Issue #59, opened 2016-05-09
Detect when the conflict actually contains twice the same record.


Natim:
In this specific case, both records contains the same data (even if it is hard to tell)

Picking one or the other will have the same impact.

![canonical-json](https://cloud.githubusercontent.com/assets/229453/15107350/9870dafe-15cf-11e6-864d-8fd003ddb464.png)

n1k0:
I'm very surprised kinto.js marks this as a conflict as it's not supposed to happen if both data objects are actually equals...

n1k0:
Also sounds like someything to do is process the json string representation to at least order the keys, so visually comparing these would be *much* easier.

Natim:
Apparently the schema value is different

n1k0:
That explains it.

Side note, you may be interested in tools like [json-diff](https://www.npmjs.com/package/json-diff) to quickly check for diffs. Another side note, we should probably leverage such a lib in the admin itself so we could display a diff!

n1k0:
Also, should the schema version value being different raise a conflict here? I feel like it shouldn't, as the two record data objects are compatible.

Natim:
Yes IMHO the schema value should be cleaned as for last_modified and id values.

leplatrem:
Closing since no offline sync anymore.

Issue #58, opened 2016-05-09
Display canonical JSON form to ease comparison


Natim:
![canonical-json](https://cloud.githubusercontent.com/assets/229453/15107307/5a5bf9f6-15cf-11e6-9ee8-9a80b027d69e.png)

Please tell me the differences between the two :)

n1k0:
last_modified differs.

n1k0:
Oh, the issue is about rendering a diff, okay ;)

n1k0:
Most interesting lib found for now is https://github.com/flitbit/diff

n1k0:
Fixed by #61

PR #61, opened 2016-05-10
Fixes #60: Improved conflict resolution UI.

### LINKED ISSUE #60: Render a diff for conflicting objects.

n1k0:
Refs #58, #60.

This attempts at iimproving the conflict resolution UI:

Note that this also addresses this comment https://github.com/Kinto/kinto-admin/issues/59#issuecomment-217804899.

r=? @glasserc @leplatrem @Natim

### DIFF
--- a/package.json
+++ b/package.json
@@ -24,8 +24,10 @@
   },
   "dependencies": {
     "btoa": "^1.1.2",
+    "diff": "^2.2.2",
     "express": "^4.13.3",
     "extract-text-webpack-plugin": "^1.0.1",
+    "json-stable-stringify": "^1.0.1",
     "jsonschema": "^1.0.2",
     "kinto": "^2.0.4",
     "node-fs-extra": "^0.8.1",
--- a/scripts/components/Resolve.js
+++ b/scripts/components/Resolve.js
@@ -43,12 +43,12 @@ class VersionPicker extends Component {
         }</div>
         <div className="panel-footer text-center">
           <div className="btn-group">
-            <button type="button" className="btn btn-success"
+            <button type="button" className="btn btn-success btn-pick"
               onClick={() => pick(record)}>Pick {type} version</button>
             {diff ?
-              <button className="btn btn-info"
+              <button className="btn btn-info btn-diff"
                 onClick={this.hideDiff}>Hide diff</button> :
-              <button className="btn btn-info"
+              <button className="btn btn-info btn-diff"
                 onClick={this.showDiff}>Show diff</button>}
           </div>
         </div>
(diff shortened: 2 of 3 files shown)


glasserc:
I think you should reverse the directions of source and target. I don't have a rigorous justification, but on the left, I'd expect to see green corresponding to the local version, and I'd expect to see the remote version above the local version that "replaces" it.

glasserc:
I'm also not crazy about the diff being "chunks" instead of individual properties.

n1k0:
> I'm also not crazy about the diff being "chunks" instead of individual properties.

Yeah, I agree... I couldn't find any lib doing property-based diffs on npm, or the ones I found trying to were.. let's say they weren't really up to my expectations. We could probably spend some time writing our own, but that might get tricky when formatted arrays and deep nesting are involved.

If we could live with the current chunk-based diff approach, that'd probably save us some useful CPU cycles :) We could also spawn a new enhancement issue about it so we could land this (when it's ready) then iterate.

n1k0:
This is now ready for final review. r=? @glasserc @leplatrem @Natim

Natim:
If it is not possible to have red line on the left and green lines on the right, Is it possible to remove the diff altogether (red and green lines)?

n1k0:
> Is it possible to remove the diff altogether (red and green lines)?

Sorry, I didn't undersand

Natim:
Something like that: 
diff

Or if it is not possible the same thing without the + and colors.

n1k0:
I still don't get it and am finding the mockup even more confusing, but that may just be because I'm hands deep into the current implementation and so I got used to it :D

Maybe what you're actually suggesting is to have a side by side diff view ala Eclipse or equivalent?

Sorry I'm really trying to understand :)

Natim:
Yes basically my point is to have both records (the local one and the remote one) side by side with their properties sorted the same way so that it is easy to select one or the other.

If we can highlight properties that are different it is better but my point is to have the record in its entirety without mixed diff in it.

n1k0:
> Yes basically my point is to have both records (the local one and the remote one) side by side with their properties sorted the same way so that it is easy to select one or the other.

We already have that in the default view, did you try the patch ? :)

> If we can highlight properties that are different

That's the purpose of the diff view, but I understand you'd like to have them highlighted in the default view. That's probably achievable for simple one-line properties but I fear it can get tricky with formatted arrays. I'll try and see how it goes though.

Natim:
Oh I missed the button show diff :+1:  on the screenshot.let me try the patch :)

Natim:
r+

────────────────────────────────────────

Description of the task —
List each line of the records that holds the string "instead".

Response —
I'm also not crazy about the diff being "chunks" instead of individual properties.
> I'm also not crazy about the diff being "chunks" instead of individual properties.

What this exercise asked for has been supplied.